Use for loop with the range() function

The range() function in Python is often used in for statements to define the number of loop iterations. This built-in function creates lists containing arithmetic progressions. The syntax of the range() function is:

range(start, stop [, step])

The start argument is the starting number. The stop argument is the last number (which is not included). The step argument is optional and defines the difference between each number in the sequence.

If the step argument is omitted, it defaults to 1. If the start argument is omitted, it defaults to 0. Note that all arguments have to be integers.


Here is an example. Let’s say that we want to loop through a for loop 10 times. We can use the range(1, 11) function inside a for statement to do that:

for i in range(1, 11):
    print ('This is the', i, 'iteration.')

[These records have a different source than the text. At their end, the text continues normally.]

PR #16, opened 2018-07-11
Implement opening_hours "days", other blocks improvements

amatissart:
* Implement detailed "days" in "opening_hours"
* Work around multiple bugs in humanized_opening_hours (waiting for the next release that should solve these issues)
* Do not return "accessibility" block when all values are missing / unknown
* Improve "internet_access" block (using "internet_access" tag from osm)
* Use a session fixture in tests, to mock all external calls to wikipedia by default

### DIFF
--- a/idunn/blocks/opening_hour.py
+++ b/idunn/blocks/opening_hour.py
@@ -1,15 +1,12 @@
-import re
 import logging
-import datetime
-from datetime import datetime
-from pytz import country_timezones, timezone, UTC
-
-from apistar import validators
-from .base import BaseBlock
-
-import humanized_opening_hours as hoh
-from humanized_opening_hours.exceptions import ParseError, SpanOverMidnight
+from datetime import datetime, timedelta, date
+from pytz import timezone, UTC
+from apistar import validators, types
 from tzwhere import tzwhere
+from humanized_opening_hours.exceptions import ParseError, SpanOverMidnight
+
+from idunn.utils.opening_hours_lib import hoh
+from .base import BaseBlock
 
 """
 We load the tz structure once when Idunn starts since it's a time consuming step
@@ -40,6 +37,17 @@ def get_tz(es_poi):
             return timezone(tz.tzNameAt(lat, lon))
     return None
 
+
+class OpeningHoursType(types.Type):
+    beginning = validators.String()
+    end = validators.String()
+
+class DaysType(types.Type):
+    dayofweek = validators.Integer(minimum=1, maximum=7)
+    local_date = validators.Date()
+    status = validators.String(enum=['open', 'closed'])
+    opening_hours = validators.Array(items=OpeningHoursType)
+
 class OpeningHourBlock(BaseBlock):
     BLOCK_TYPE = 'opening_hours'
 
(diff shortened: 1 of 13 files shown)


idunn/blocks/opening_hour.py
```diff
@@ -40,6 +37,17 @@ def get_tz(es_poi):
...
+    end = validators.String()
+
+class DaysType(types.Type):
+    dayofweek = validators.Integer(minimum=1, maximum=7)
+    local_date = validators.Date()
+    status = validators.String(enum=['open', 'closed'])
+    opening_hours = validators.Array(items=OpeningHoursType)
+
 class OpeningHourBlock(BaseBlock):
     BLOCK_TYPE = 'opening_hours'
```
jbgriesner: Minor observation (without link with the PR) but double quote here (ie "opening_hours") is probably better.

idunn/blocks/opening_hour.py
```diff
@@ -74,30 +83,71 @@ def from_es(cls, es_poi, lang):
...
+
+            return cls(
+                status=status,
+                next_transition_datetime=next_transition_datetime,
+                seconds_before_next_transition=time_before_next,
+                is_24_7=is247,
+                raw=oh.sanitized_field,
+                days=cls.get_days(oh, dt=poi_dt)
+            )
+        else:
```
antoine-de: really minor, but I'd prefer an early return

tests/test_opening_hours.py
```diff
@@ -46,12 +45,56 @@ def test_opening_hour_open():
     oh_block = get_moscow_poi("Mo-Su 10:00-22:00")
```
antoine-de: it might be nice to add a opening hour a bit more complex with multiple periods

tests/test_opening_hours.py
```diff
@@ -79,11 +122,91 @@ def test_opening_hour_next_year():
...
+    assert len(oh_block.days) == 7
+    assert all(d.status == 'open' for d in oh_block.days)
+    assert all(d.opening_hours == [dict(
+        beginning='09:00',
+        end='00:00'
+    )] for d in oh_block.days)
+
+
+@freeze_time("2018-06-15T21:00:00+03:00")
+def test_opening_hour_days_cycle():
```
antoine-de: can you add a comment there ?

antoine-de:
there are small conflicts  to be resolved too

idunn/blocks/opening_hour.py
```diff
@@ -58,8 +66,9 @@ def from_es(cls, es_poi, lang):
         is247 = raw == '24/7'
 
         try:
-            clean_oh = hoh.OHParser.sanitize(raw)
-            oh = hoh.OHParser(clean_oh)
+            oh = hoh.OHParser(raw)
+            # Another hack in hoh: apply specific rules in priority
+            oh._tree.tree.children.sort(key=lambda x: len(x[0]))
```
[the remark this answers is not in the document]
amatissart: This sort puts the most specific rules about opening days first.
Without this patch `Mo-Su 10:00-20:00; Th 08:00-22:00` would ignore hours that are defined on Thursdays.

When run, the code above gives the following output:

This is the 1 iteration.
This is the 2 iteration.
This is the 3 iteration.
This is the 4 iteration.
This is the 5 iteration.
This is the 6 iteration.
This is the 7 iteration.
This is the 8 iteration.
This is the 9 iteration.
This is the 10 iteration.

Notice that we didn’t specify the step argument in the example above, so it defaulted to 1. Also, notice that the last number is 10, and not 11. This is because the number defined as the stop argument isn’t included in the range.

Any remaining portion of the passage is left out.